▶ WHAT IS BEING ASKED
What is needed is an exact copy of the lines from the one containing "Packages/doc/Doxyfile: Adapt rst aliases" through the final line of the material below.

▶ GIVEN DATA
PR #2219, opened 2024-08-07
Packages/doc/Doxyfile: Adapt rst aliases

t-b:
Newer doxygen versions like 1.12.0 have a different behaviour for embedding rst.

After some playing around the following changes fixed it.


t-b:
The fix for the new doxygen version does not work with old doxygen, see https://github.com/AllenInstitute/MIES/actions/runs/10290846397/job/28481771444?pr=2219.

▶ OUTPUT OF THE TASK
Packages/doc/Doxyfile: Adapt rst aliases

t-b:
Newer doxygen versions like 1.12.0 have a different behaviour for embedding rst.

After some playing around the following changes fixed it.


t-b:
The fix for the new doxygen version does not work with old doxygen, see https://github.com/AllenInstitute/MIES/actions/runs/10290846397/job/28481771444?pr=2219.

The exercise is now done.